CALLS for a £10 minimum wage are “desperately outdated,” Labour MP Andy McDonald told Unite’s policy conference in Liverpool today.

Addressing the union’s delegates, the former shadow employment secretary said the demand — currently being made by Labour leader Sir Keir Starmer — was “over half a decade old” and inadequate after the great sacrifices workers have made during the Covid-19 pandemic.

It was his first major speech since resigning from the shadow cabinet during last month’s Labour conference, citing the leadership’s refusal to back a statutory minimum of at least £15 per hour, a rate backed by Labour delegates as part of a Unite motion on worker’s rights.

Mr McDonald slammed those who “do not have greater ambition than poverty wages.”

The Middlesbrough MP said: “After many months of a pandemic when we had made commitments to stand by working people, I simply could not look those same workers in the eye and tell them they are not worth a wage that is enough to live on.

“It ought to be a basic point of principle for our movement that we fight for workers to be paid enough to raise them out of poverty and have a decent standard of living free from financial insecurity.

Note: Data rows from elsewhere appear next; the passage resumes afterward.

PR #192, opened 2018-04-12
When running background tasks, you need to tag transactions

jibsheet:
If you don't tag anything, NR doesn't know what to instrument.
One key is not marking the while loop or it'll never return data.
I suspect when the ticket to refactor some of this code lands, we'll
have one or two more transactions
https://docs.newrelic.com/docs/agents/python-agent/supported-features/python-background-tasks

### DIFF
--- a/queue/consumer.py
+++ b/queue/consumer.py
@@ -14,6 +14,12 @@ from django.db.models import Q
 from django.utils import timezone
 from requests.exceptions import ConnectionError, Timeout
 
+try:
+    import newrelic.agent
+except ImportError:  # pragma: no cover
+    newrelic = None  # pylint: disable=invalid-name
+
+
 log = logging.getLogger(__name__)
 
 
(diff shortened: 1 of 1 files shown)


queue/consumer.py
```diff
@@ -14,6 +14,12 @@
 from django.utils import timezone
 from requests.exceptions import ConnectionError, Timeout
 
+try:
+    import newrelic.agent
```
feanil, line 18: Newrelic is in the requirements, why do you need this try-catch?

queue/consumer.py
```diff
@@ -132,7 +138,11 @@ def run(self):
             push_time_filter = Q(push_time__lte=(datetime.now(pytz.utc) - timedelta(minutes=settings.SUBMISSION_PROCESSING_DELAY))) | Q(push_time__isnull=True)
             submission = Submission.objects.filter(push_time_filter, queue_name=self.queue_name, retired=False).order_by('arrival_time').first()
             if submission:
-                self._deliver_submission(submission)
+                if newrelic:
+                    task = newrelic.agent.BackgroundTaskWrapper(self._deliver_submission)
```
feanil: Why not just use the decorator to decorate the `_deliver_submission` function instead.

I'm looking at the example here: https://docs.newrelic.com/docs/agents/python-agent/supported-features/python-background-tasks

queue/consumer.py
jibsheet: There was some push towards letting folks not install newrelic if they want to punt it (I have no context other than all the edx-platform newrelic code does this now) so I kept it alive in the xqueue thing to avoid doing it later.
I don't know if this is still a push or not, but mostly it fell into "not too complicated"

queue/consumer.py
jibsheet: Yep, that was my original solution - see the note above about checking for newrelic installed apparently being something done in edx-platform and one other IDA (ecommerce?) for code that calls newrelic.agent methods.  I lack context on why we did it, but I just continued in that process since it was easy to do.

queue/consumer.py
feanil: I'm not aware of any such push but ok,

queue/consumer.py
feanil: Even if we don't use the decorator because of the conditional, any reason to not move the wrapper instantiation to outside the while loop?  Just make one task wrapper that you can call multiple times?

queue/consumer.py
jibsheet: I dragged out the PR, something licensing related https://github.com/edx/edx-platform/pull/14633

queue/consumer.py
jibsheet: Oh, yeah, that's a good point, I'll move it up and check that nothing odd happens on my sandbox.

jibsheet: Moved the task wrapper around and confirmed it still submits stats periodically for each call.

coryleeio (approved):

feanil (approved):

PR #205, opened 2018-04-19
This command was for putting things back in Rabbit

jibsheet:
I misread some of the code earlier, but while trying to refactor some of the tests, it seemed clear to me now that this is really just for taking failed requests and putting them back on Rabbit.  Since
failed submissions will still be available for graders up until MAX_NUMBER_OF_FAILURES before we auto-retire them, I don't see as much used for this command.


jibsheet:
@gsidebo  I believe you were the original contributor.  Do you think we still need it without Rabbit being in play?

jdmulloy (approved):

jdmulloy:
:fire:

gsidebo:
@jibsheet @jdmulloy The issue being addressed by this command was not Rabbit-related. We were experiencing errors where submissions were being dequeued from xqueue by [xqueue-watcher](https://github.com/edx/xqueue-watcher), and failures were occurring before the submission could be successfully graded or a success message could be processed by xqueue. Most of the failures had to do with graders in xqueue-watcher failing under load when we ran jobs to grade python coding submissions for a large class. xqueue is not designed to care about a submission after it's dequeued (unless something has changed since October). As a result, there would be a lot of manual labor involved in figuring out which submissions had failed and re-queueing them to attempt grading again. That's what this command was designed to do in an automated way. Our high-load grading jobs only occur in the fall, so we haven't needed this command since around October when this was merged, but we could end up needing it again. If it has been really burdensome to fix these tests (would help to know details), then I guess I would say it's OK to remove the command, but the underlying need for this command is not solved by Rabbit no longer being in play.

jibsheet:
@gsidebo They were dequeued from xqueue because they were removed from RabbitMQ as soon as they were pulled by xqwatcher ( XQueue didn't use any of the rabbitmq features that allow for things to requeue).  This is no longer true.  Submissions become available again 1 minute after a pull without a result (configurable to be longer, edx for example allows 10 minutes before resurfacing the submission).  It sounds like removing rabbit has solved your issue because xqwatcher will just find it reappearing under get_submission instead of needing to add it back to RabbitMQ.

The tests were hard to rewrite because they mostly relied on the function that pushes to rabbit being run to test that things were triggered, and that function was removed (in fact, producer.py itself is gone at this point).  I'll plan on merging this later in the week unless I've misunderstood your explanation of the problem (which made sense to me under the old XQueue model).

gsidebo:
@jibsheet OK I misunderstood. Sounds like this is safe to remove. Thanks for the rundown! 👍

jibsheet:
@gsidebo These changes will all be in Hawthorne, so if you folks want to chat about your own xqueue/xqwatchers before the fall, let us know and we'll figure out some time.

PR #214, opened 2018-05-02
OPEN-2226 Improve adherence to OEP-18 guidelines

jmbowman:
We came up with better pip-tools usage guidelines over the course of finalizing OEP-18, use them here:

* Put the command we'd actually like developers to run in the re-generation instructions for each generated requirements file
* Make sure we're actually using the same versions of dependencies between different contexts (production, testing, development, etc.)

“Yet, thanks to this government and the ruling class that it represents, with their singular focus on extracting the value created by working people, far too many are currently denied the basic necessities and rights that they should be entitled to.”

Mr McDonald reiterated demands for a new deal for working people, which he said would allow workers to “live fully flourishing lives, not simply survive.”

He also called for protections against unfair dismissal, a single status of “worker” for all but the genuinely self-employed, proper sick pay and the repeal of anti-trade union legislation.